Issue #505, opened 2020-08-14
ScottPlot 5


swharden:
ScottPlot 5 is being actively developed (#521) to achieve the following goals:

* Figure items (ticks, axis labels, grid, etc.) will implement `IRenderable` and track state (styling) and handle rendering in the same class. This makes experimental renderables (like new tick systems) easy to implement and test.
* Support for an arbitrary number of coordinate planes (allowing plots with two different Y scales)
* Improved rendering system
  * The Plot module will not store Bitmap objects
  * Existing Bitmaps can be passed-in to render onto, improving performance of user controls
  * Architecture is designed for eventual support of System.Drawing alternatives like SkiaSharp and ImageSharp
* Mouse interactivity of all user controls will be abstracted into a `PlotControl` module, ensuring all user controls to have the same functionality and options without requiring maintenance of duplicate code for each control.
* All plottables will have improved error-checking when data is modified

### Strategy  / Timeline
* ScottPlot 5 will be developed in a separate folder from ScottPlot 4
* A minimum viable mouse-interactive plotting system will be created using the new architecture
* Features will be migrated from 4 one-by-one, refactoring to achieve the design goals above
* Unit tests will be added for each feature as it is migrated from 4 to 5
* After things settle down, work through every item in #412 to ensure nothing was forgotten

swharden:
progress toward ScottPlot5 was copied to `dev/ScottPlot5` so it can be experimented with in parallel with ScottPlot

PR #506, opened 2020-08-16
4.1

swharden:
Experimenting with new render system. Not sure if I'll merge this yet or start over 🤔 #505

### DIFF
--- a/src/ScottPlot.Avalonia/ScottPlot.Avalonia.NUGET.csproj
+++ b/src/ScottPlot.Avalonia/ScottPlot.Avalonia.NUGET.csproj
@@ -17,9 +17,9 @@ Release demo: http://swharden.com/scottplot/demo</PackageReleaseNotes>
     <GeneratePackageOnBuild>true</GeneratePackageOnBuild>
     <IncludeSymbols>true</IncludeSymbols>
     <SymbolPackageFormat>snupkg</SymbolPackageFormat>
-    <Version>4.0.39</Version>
-    <AssemblyVersion>4.0.39.0</AssemblyVersion>
-    <FileVersion>4.0.39.0</FileVersion>
+    <Version>4.1.0</Version>
+    <AssemblyVersion>4.1.0.0</AssemblyVersion>
+    <FileVersion>4.1.0.0</FileVersion>
     <SignAssembly>false</SignAssembly>
     <AssemblyOriginatorKeyFile>Key.snk</AssemblyOriginatorKeyFile>
     <DelaySign>false</DelaySign>
--- a/src/ScottPlot.WPF/ScottPlot.WPF.NUGET.csproj
+++ b/src/ScottPlot.WPF/ScottPlot.WPF.NUGET.csproj
@@ -19,9 +19,9 @@ Release demo: http://swharden.com/scottplot/demo</PackageReleaseNotes>
     <GeneratePackageOnBuild>true</GeneratePackageOnBuild>
     <IncludeSymbols>true</IncludeSymbols>
     <SymbolPackageFormat>snupkg</SymbolPackageFormat>
-    <Version>4.0.39</Version>
-    <AssemblyVersion>4.0.39.0</AssemblyVersion>
-    <FileVersion>4.0.39.0</FileVersion>
+    <Version>4.1.0</Version>
+    <AssemblyVersion>4.1.0.0</AssemblyVersion>
+    <FileVersion>4.1.0.0</FileVersion>
     <SignAssembly>true</SignAssembly>
     <AssemblyOriginatorKeyFile>Key.snk</AssemblyOriginatorKeyFile>
     <DelaySign>false</DelaySign>
--- a/src/ScottPlot.WinForms/ScottPlot.WinForms.NUGET.csproj
+++ b/src/ScottPlot.WinForms/ScottPlot.WinForms.NUGET.csproj
@@ -18,9 +18,9 @@ Release demo: http://swharden.com/scottplot/demo</PackageReleaseNotes>
     <IncludeSymbols>true</IncludeSymbols>
     <SymbolPackageFormat>snupkg</SymbolPackageFormat>
     <GeneratePackageOnBuild>true</GeneratePackageOnBuild>
-    <Version>4.0.39</Version>
-    <AssemblyVersion>4.0.39.0</AssemblyVersion>
-    <FileVersion>4.0.39.0</FileVersion>
+    <Version>4.1.0</Version>
+    <AssemblyVersion>4.1.0.0</AssemblyVersion>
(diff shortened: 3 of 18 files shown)


StendProg:
Hi Scott (@swharden) ,

I check this PR and I want to share my thoughts if you will.

1. You need to utilize benefits of this `IRenderable` interface.
`Plot.Render()` don't need to know anything about  plot  structure.
Instead of : 
https://github.com/swharden/ScottPlot/blob/f5dbf82c5a3d53bae8c4f6b3d9e7e4c67ca3d4fc/src/ScottPlot/Plot.cs#L262-L267
you can process `List<IRenderable>` similar to `IPlottable`, and form this list somethere on plot construction.
```c#
foreach (IRenderable renderable in PlotElements)
    renderable.Render(settings)
```

2. It's better  tho hide this call on abstraction:
```c#
using (Graphics gfx = Graphics.FromImage(settings.Bitmap))
// can be replaced with:
using (Graphics gfx = settings.GetGraphics();
...
public class Settings
{
  public Graphics GetGraphics()
  {
    return Graphics.FromImage(settings.Bitmap);
  }
}
```
3. If we go further, we can abstract from the specific Graphics. Return some `IRenderer` interface and call it.
```c#
using (IRenderer renderer = settings.GetRenderer())
{
  renderer.DrawLine(...);
  rendeerr.RotateTransform(90);
  ....
}
```
GDIRenderer just delegate all required calls to Grapics
```c#
public class GDIRenderer : IRenderer
{
  private Grapchics GDI;
  DrawLine(Point a, Point b)
  {
    GDI.DrawLine(Points a, Point b)
  }

  RotateTransform(...)
  {
    GDI.RotateTransform(...);
  }
}
``` 
Yes, this goes beyond 4.1 goals, but it can simplify further work. And it's easy to do now for `IRenderable` only, since they are rewriting.

4. If you move part of `Renderable.Render()` code  to helper method:
```c#

        public void Render(Graphics gfx, Font font, Brush brush, StringFormat sf)
       {
                float centerX = CenterToDataArea ? settings.DataWidth / 2 + settings.DataL : settings.Width / 2;
                float centerY = CenterToDataArea ? settings.DataHeight / 2 + settings.DataT : settings.Height / 2;

                gfx.TextRenderingHint = System.Drawing.Text.TextRenderingHint.AntiAlias;

                switch (Edge)
                {
                    case Edge.Left:
                        gfx.TranslateTransform(Padding, centerY);
                        gfx.RotateTransform(-90);
             ....
       }

        public void Render(Settings settings)
        {
            using (Graphics gfx = Graphics.FromImage(settings.Bitmap))
            using (Font font = new Font(Config.Fonts.GetDefaultFontName(), FontSize, FontStyle))
            using (Brush brush = new SolidBrush(Color.Black))
            using (StringFormat sf = new StringFormat())
            {
                Render(gfx, font, brush, sf)
            }
        }
```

- - - - -

To do: Every line of the listing needs to be written out exactly.

Exercise response:
Issue #505, opened 2020-08-14
ScottPlot 5


swharden:
ScottPlot 5 is being actively developed (#521) to achieve the following goals:

* Figure items (ticks, axis labels, grid, etc.) will implement `IRenderable` and track state (styling) and handle rendering in the same class. This makes experimental renderables (like new tick systems) easy to implement and test.
* Support for an arbitrary number of coordinate planes (allowing plots with two different Y scales)
* Improved rendering system
  * The Plot module will not store Bitmap objects
  * Existing Bitmaps can be passed-in to render onto, improving performance of user controls
  * Architecture is designed for eventual support of System.Drawing alternatives like SkiaSharp and ImageSharp
* Mouse interactivity of all user controls will be abstracted into a `PlotControl` module, ensuring all user controls to have the same functionality and options without requiring maintenance of duplicate code for each control.
* All plottables will have improved error-checking when data is modified

### Strategy  / Timeline
* ScottPlot 5 will be developed in a separate folder from ScottPlot 4
* A minimum viable mouse-interactive plotting system will be created using the new architecture
* Features will be migrated from 4 one-by-one, refactoring to achieve the design goals above
* Unit tests will be added for each feature as it is migrated from 4 to 5
* After things settle down, work through every item in #412 to ensure nothing was forgotten

swharden:
progress toward ScottPlot5 was copied to `dev/ScottPlot5` so it can be experimented with in parallel with ScottPlot

PR #506, opened 2020-08-16
4.1

swharden:
Experimenting with new render system. Not sure if I'll merge this yet or start over 🤔 #505

### DIFF
--- a/src/ScottPlot.Avalonia/ScottPlot.Avalonia.NUGET.csproj
+++ b/src/ScottPlot.Avalonia/ScottPlot.Avalonia.NUGET.csproj
@@ -17,9 +17,9 @@ Release demo: http://swharden.com/scottplot/demo</PackageReleaseNotes>
     <GeneratePackageOnBuild>true</GeneratePackageOnBuild>
     <IncludeSymbols>true</IncludeSymbols>
     <SymbolPackageFormat>snupkg</SymbolPackageFormat>
-    <Version>4.0.39</Version>
-    <AssemblyVersion>4.0.39.0</AssemblyVersion>
-    <FileVersion>4.0.39.0</FileVersion>
+    <Version>4.1.0</Version>
+    <AssemblyVersion>4.1.0.0</AssemblyVersion>
+    <FileVersion>4.1.0.0</FileVersion>
     <SignAssembly>false</SignAssembly>
     <AssemblyOriginatorKeyFile>Key.snk</AssemblyOriginatorKeyFile>
     <DelaySign>false</DelaySign>
--- a/src/ScottPlot.WPF/ScottPlot.WPF.NUGET.csproj
+++ b/src/ScottPlot.WPF/ScottPlot.WPF.NUGET.csproj
@@ -19,9 +19,9 @@ Release demo: http://swharden.com/scottplot/demo</PackageReleaseNotes>
     <GeneratePackageOnBuild>true</GeneratePackageOnBuild>
     <IncludeSymbols>true</IncludeSymbols>
     <SymbolPackageFormat>snupkg</SymbolPackageFormat>
-    <Version>4.0.39</Version>
-    <AssemblyVersion>4.0.39.0</AssemblyVersion>
-    <FileVersion>4.0.39.0</FileVersion>
+    <Version>4.1.0</Version>
+    <AssemblyVersion>4.1.0.0</AssemblyVersion>
+    <FileVersion>4.1.0.0</FileVersion>
     <SignAssembly>true</SignAssembly>
     <AssemblyOriginatorKeyFile>Key.snk</AssemblyOriginatorKeyFile>
     <DelaySign>false</DelaySign>
--- a/src/ScottPlot.WinForms/ScottPlot.WinForms.NUGET.csproj
+++ b/src/ScottPlot.WinForms/ScottPlot.WinForms.NUGET.csproj
@@ -18,9 +18,9 @@ Release demo: http://swharden.com/scottplot/demo</PackageReleaseNotes>
     <IncludeSymbols>true</IncludeSymbols>
     <SymbolPackageFormat>snupkg</SymbolPackageFormat>
     <GeneratePackageOnBuild>true</GeneratePackageOnBuild>
-    <Version>4.0.39</Version>
-    <AssemblyVersion>4.0.39.0</AssemblyVersion>
-    <FileVersion>4.0.39.0</FileVersion>
+    <Version>4.1.0</Version>
+    <AssemblyVersion>4.1.0.0</AssemblyVersion>
(diff shortened: 3 of 18 files shown)


StendProg:
Hi Scott (@swharden) ,

I check this PR and I want to share my thoughts if you will.

1. You need to utilize benefits of this `IRenderable` interface.
`Plot.Render()` don't need to know anything about  plot  structure.
Instead of : 
https://github.com/swharden/ScottPlot/blob/f5dbf82c5a3d53bae8c4f6b3d9e7e4c67ca3d4fc/src/ScottPlot/Plot.cs#L262-L267
you can process `List<IRenderable>` similar to `IPlottable`, and form this list somethere on plot construction.
```c#
foreach (IRenderable renderable in PlotElements)
    renderable.Render(settings)
```

2. It's better  tho hide this call on abstraction:
```c#
using (Graphics gfx = Graphics.FromImage(settings.Bitmap))
// can be replaced with:
using (Graphics gfx = settings.GetGraphics();
...
public class Settings
{
  public Graphics GetGraphics()
  {
    return Graphics.FromImage(settings.Bitmap);
  }
}
```
3. If we go further, we can abstract from the specific Graphics. Return some `IRenderer` interface and call it.
```c#
using (IRenderer renderer = settings.GetRenderer())
{
  renderer.DrawLine(...);
  rendeerr.RotateTransform(90);
  ....
}
```
GDIRenderer just delegate all required calls to Grapics
```c#
public class GDIRenderer : IRenderer
{
  private Grapchics GDI;
  DrawLine(Point a, Point b)
  {
    GDI.DrawLine(Points a, Point b)
  }

  RotateTransform(...)
  {
    GDI.RotateTransform(...);
  }
}
``` 
Yes, this goes beyond 4.1 goals, but it can simplify further work. And it's easy to do now for `IRenderable` only, since they are rewriting.

4. If you move part of `Renderable.Render()` code  to helper method:
```c#

        public void Render(Graphics gfx, Font font, Brush brush, StringFormat sf)
       {
                float centerX = CenterToDataArea ? settings.DataWidth / 2 + settings.DataL : settings.Width / 2;
                float centerY = CenterToDataArea ? settings.DataHeight / 2 + settings.DataT : settings.Height / 2;

                gfx.TextRenderingHint = System.Drawing.Text.TextRenderingHint.AntiAlias;

                switch (Edge)
                {
                    case Edge.Left:
                        gfx.TranslateTransform(Padding, centerY);
                        gfx.RotateTransform(-90);
             ....
       }

        public void Render(Settings settings)
        {
            using (Graphics gfx = Graphics.FromImage(settings.Bitmap))
            using (Font font = new Font(Config.Fonts.GetDefaultFontName(), FontSize, FontStyle))
            using (Brush brush = new SolidBrush(Color.Black))
            using (StringFormat sf = new StringFormat())
            {
                Render(gfx, font, brush, sf)
            }
        }
```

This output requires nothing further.